There is a place where recycling and attention to water consumption and waste are brought to the extreme, and it is not allowed to waste even a drop: it is the International Space Stationthe ISS, where astronauts can live for months without supplies. The food is (almost) exclusively brought by the earth, but thewaterfall used by astronauts is 98% purified Thanks to a system that transforms the urine and sweat of astronauts into drinking water. But how are the ISS exhaust waters treated in practice?
The first treatments to recycle water aboard the ISS
The space station is the result of a long collaboration between different national agencies: for this reason also theEnvironmental Control and Life Support System (Eclss), the complex system for maintaining livable conditions on the ISS, is actually a combination of different modules, implemented over the years.

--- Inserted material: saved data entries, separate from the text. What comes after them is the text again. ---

PR #5138, opened 2021-09-26
Systems jpnhhk and jpnhks

denishanson:
Added N338 and devel-only systems jpnhhk (Hokkaido) and jpnhkt (Kanto)


denishanson:
Ran datacheck

michihdeu:
@denishanson Why have you changed the system color? Blue is already used for the tier 1 system. I made a [note on the forum thread](https://forum.travelmapping.net/index.php?topic=4248.msg25424#msg25424). Please check it and considered it for drafting new routes. Thanks.

denishanson:
I am color blind and have trouble seeing the lighter colors.  I'm using
blue while I develop the national highways so that I can easily see the
routes I added. I plan on changing the color on jpnh to something
appropriate when it is promoted to preview.  The other systems are dev-only
and will be deleted once everything is pushed to jpnh.

denishanson:
Would red be a better, temporary, color to use? I can see it better than I
can see teal, yellow, or salmon.

michihdeu:
@denishanson the color doesn't matter as long as the jpnh systems are in devel. You should change it when the status will be changed to preview.

PR #5148, opened 2021-09-28
All Okinawa Prefecture national highways

denishanson:
All Okinawa Prefecture national highways.   The smallest prefecture.


denishanson:
Successful datacheck

PR #5149, opened 2021-09-28
Update hun.f001.wpt

rmihailucian:
Changes to F1 requested in 5146.


michihdeu:
@rmihailucian You have two F13 labels now (duplicate label error). The new one must get a different name. I suggest F13_Kop or F13_W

To recycle the water, on the ISS there is a complex system for treatment of urine and drain waters. A first form of pretreatment Remove the gaseous substances and oxidizes liquids, using compounds such as TR-OSSID chrome and sulfuric acid. THE’oxidation It is a fundamental process for Eliminate the organic substances And the bacterial charge, a method used (usually with biological systems and longer times) also in wastewater treatments also on earth.
The next form is the so -called Hear (Urine Processing Assembly), a system designed by NASA that uses a very low atmospheric pressure to do evaporate the water by distillationobtaining a much more concentrated liquid called as a waste frost.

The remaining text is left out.